==== Data below ====

PR #2055, opened 2024-10-25
chore(drag-and-drop): enable re-ordering of primitive array items

georgedoescode:


apps/page-builder-demo/src/sanity.types.ts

====

#### Aim of the task:
The answer must be the full listing, returned exactly as given.

#### Answer box:
PR #2055, opened 2024-10-25
chore(drag-and-drop): enable re-ordering of primitive array items

georgedoescode:


apps/page-builder-demo/src/sanity.types.ts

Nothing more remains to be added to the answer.